Asian Australian lawyers face ‘bamboo ceiling’

Australia may be a multicultural nation, but Asian cultural diversity is lacking in the Australian legal profession, a new report has highlighted.

Asian Australian lawyers face ‘bamboo ceiling’
The Australian legal profession is lacking in Asian cultural diversity, a new report has highlighted.

Produced by the Asian Australian Lawyers Association, The Asian Legal Profession: A snapshot of Asian Australian diversity in 2015 surveyed the cultural backgrounds of law firm partners, barristers and judges.

The report found that Asian Australians make up 9.6 percent of Australia’s population, but they account for only 3.1 percent of partners in law firms – a disparity that the report termed the ‘bamboo ceiling’.

With Asian Australians making up 8.2 percent of its partnership, Johnson Winter & Slattery came out on top for firms with more than 40 partners. Lavan Legal topped the mid-sized firms with 20 percent of its partners having Asian heritage.

The report also found that six large firms and 44 mid-sized firms had no Asian Australian partners.

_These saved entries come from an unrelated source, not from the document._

PR #86, opened 2016-05-30
Font awesome updates

lortza:
In addition to some html and css changes to resolve the fontawesome issue, this also does a little whitespace cleanup. @mikevallano I'd like a second set of eyes on this just incase anything looks a little fishy. You can merge and push to heroku if you think it's good to go.

### DIFF
--- a/app/views/lists/index.html.erb
+++ b/app/views/lists/index.html.erb
@@ -4,7 +4,7 @@
   <h1>My Movie Lists</h1>
 
   <div class="pull-right">
-     <p class="button-main"><%= link_to '<i class="fa fa-plus"></i> New List'.html_safe, new_user_list_path(current_user) %></p>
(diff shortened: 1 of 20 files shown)


app/views/lists/index.html.erb
```diff
@@ -4,12 +4,9 @@
   <h1>My Movie Lists</h1>
 
   <div class="pull-right">
-     <p class="button-main"><%= link_to ' New List', new_user_list_path(current_user), id: "new_list_link_list_index", class: "fa fa-plus" %></p>
```
mikevallano: @lortza plz keep the ids on these

app/views/lists/index.html.erb
```diff
@@ -4,12 +4,9 @@
...
+     <p class="button-main"><%= link_to '<i class="fa fa-plus"></i> New List'.html_safe, new_user_list_path(current_user) %></p>
```
mikevallano: @lortza other id to keep

PR #128, opened 2017-12-28
Condenses navbar options to fit the space better

lortza:
Old navbar has an annoying line break
screenshot 2017-12-28 00 00 33

New navbar fits on one line, not perfectly, but better
screenshot 2017-12-28 00 00 21

Moved nav items as such:
- "My Lists" -> "Lists"
- "My Movies" -> Lists/Recently Watched
- "Public Lists" -> Lists/Public Lists
- "Lists/Manage My Lists" -> signed in as:... / Manage My Lists since we rarely use this feature
- "Lists/Add a List" -> removed from nav, now just a link on the My Lists index page
 
screenshot 2017-12-28 00 02 18

screenshot 2017-12-28 00 02 25

Be advised... I didn't run the test suite or anything. :0

### DIFF
--- a/Gemfile.lock
+++ b/Gemfile.lock
@@ -347,9 +347,3 @@ DEPENDENCIES
   web-console (~> 2.0)
   webmock
   will_paginate
-
-RUBY VERSION
-   ruby 2.2.2p95
-
-BUNDLED WITH
-   1.15.1
--- a/Gemfile.lock
+++ b/Gemfile.lock
@@ -347,3 +347,9 @@ DEPENDENCIES
   web-console (~> 2.0)
   webmock
   will_paginate
+
+RUBY VERSION
+   ruby 2.2.2p95
+
+BUNDLED WITH
+   1.15.1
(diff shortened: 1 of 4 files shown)


mikevallano:
👍 Nice!

Two items:
- [ ] You may not be able to successfully run the tests as they are in a janked state, but can you try to run `lists_feature_spec.rb`? It looks like there are a couple of tests that will be out of date with these changes. If you get an error unrelated to the actual tests, just don't worry about it. If you get a failing test or two related to these changes, can you please fix them?

- [ ] The Gemfile.lock changed. I remember running into this before. I think it's because we're using different versions of bundler. We should probably get in sync. But for now, can you just omit that change from the PR since it's unrelated to the style changes?

lortza:
I've resolved the bundler version error for this PR. We both need to get on bundler version `1.16.1` now and then stay up to date to avoid this in the future. Running `gem install bundler` should get us both up to date.

I'm working on the tests right now.

Issue #138, opened 2018-09-01
Show age of actors in actor profile view


mikevallano:
We show the actor's date of birth, but not age. 

It might also be cool to show the person's age for each movie, but that might also be overkill in the view.

lortza:
This feature is WIP.

- [ ] Write tests for MoviePersonProfile class

- [x] Refactor age and minute count display into Time helper

- [x] Write tests for new Time helper & update tests for movie_helper

- [x] Remove unused instance variables in the tmdb_handler 

- [x] Rename @person_bio to @person_profile across views, controllers, and models

PR #142, opened 2018-09-03
138 actors age

lortza:
This PR addresses issue https://github.com/mikevallano/tmdb-moviequeue/issues/138 which includes the age in a movie person's bio (a movie person is an actor or a director)

screenshot 2018-09-03 12 52 43

This branch includes tests for all new features and does a little RuboCop cleanup with the surrounding code. Currently all tests except feature specs are passing.


app/helpers/movies_helper.rb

This narrative is repeated at the Bar where Asian Australians account for only 94 out of 6,160 barristers. The lack of cultural diversity at the bar has had flow-on effects for the judiciary, where Asian Australians make up a mere 0.8 percent of judges.

“At the launch of the Association [in 2013], I observed that while the number of Asian Australians coming through our law schools has been increasing for some time, this did not appear to be reflected in the senior echelons of the legal profession in terms of partners of law firms, members of the Bar or the judiciary,” said the Association’s president, Reynah Tang.

By providing data to support the anecdotal evidence, Tang hopes that the report will start a constructive dialogue around cultural diversity in the Australian legal profession.

The reasons for the under-representation of Asian Australians in the legal profession are not explored by the report, but based on research conducted in the business sector, Tang said that Westernised leadership models, cultural bias and stereotyping could be among the barriers.

“If anything, these issues are likely to be exacerbated in the legal profession which tends to be more conservative and lag behind developments in other sectors,” he said.